TASK STATEMENT.
Establish the number of lines below that contain the string "similar". State that number alone.

── INPUT FOR THIS TASK ──

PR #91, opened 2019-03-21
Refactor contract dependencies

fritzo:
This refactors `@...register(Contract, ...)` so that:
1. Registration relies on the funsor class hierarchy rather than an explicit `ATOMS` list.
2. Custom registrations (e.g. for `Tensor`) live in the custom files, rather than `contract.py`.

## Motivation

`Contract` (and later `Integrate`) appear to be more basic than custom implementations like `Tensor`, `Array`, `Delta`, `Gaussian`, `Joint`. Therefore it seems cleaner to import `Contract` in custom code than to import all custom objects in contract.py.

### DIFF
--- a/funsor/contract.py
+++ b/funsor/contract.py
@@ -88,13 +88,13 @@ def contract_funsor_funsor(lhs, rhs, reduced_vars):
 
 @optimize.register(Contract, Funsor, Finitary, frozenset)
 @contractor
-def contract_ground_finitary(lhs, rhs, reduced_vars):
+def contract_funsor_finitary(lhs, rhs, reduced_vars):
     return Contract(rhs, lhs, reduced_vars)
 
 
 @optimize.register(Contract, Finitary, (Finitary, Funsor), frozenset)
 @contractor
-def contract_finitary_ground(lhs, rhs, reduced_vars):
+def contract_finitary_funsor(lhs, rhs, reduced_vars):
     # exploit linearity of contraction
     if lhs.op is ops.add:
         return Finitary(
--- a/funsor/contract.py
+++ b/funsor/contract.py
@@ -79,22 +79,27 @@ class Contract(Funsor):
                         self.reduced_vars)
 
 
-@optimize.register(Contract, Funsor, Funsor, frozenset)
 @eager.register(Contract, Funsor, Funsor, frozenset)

───
── INPUT FOR THIS TASK ──

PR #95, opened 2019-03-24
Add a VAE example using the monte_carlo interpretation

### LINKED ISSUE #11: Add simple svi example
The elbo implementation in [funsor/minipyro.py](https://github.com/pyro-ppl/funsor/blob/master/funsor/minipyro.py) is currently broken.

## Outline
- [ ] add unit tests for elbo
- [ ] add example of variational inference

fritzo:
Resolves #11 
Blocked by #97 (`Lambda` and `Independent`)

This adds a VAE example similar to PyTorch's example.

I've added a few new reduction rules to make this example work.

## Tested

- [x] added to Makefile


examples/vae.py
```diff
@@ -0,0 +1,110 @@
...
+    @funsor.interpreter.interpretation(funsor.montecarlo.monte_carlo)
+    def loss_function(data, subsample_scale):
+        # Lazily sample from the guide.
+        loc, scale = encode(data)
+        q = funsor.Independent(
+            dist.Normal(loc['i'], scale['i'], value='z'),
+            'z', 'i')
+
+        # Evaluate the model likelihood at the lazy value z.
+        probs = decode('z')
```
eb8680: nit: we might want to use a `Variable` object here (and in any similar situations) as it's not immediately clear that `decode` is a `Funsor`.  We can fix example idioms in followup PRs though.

───

TASK OUTPUT.
2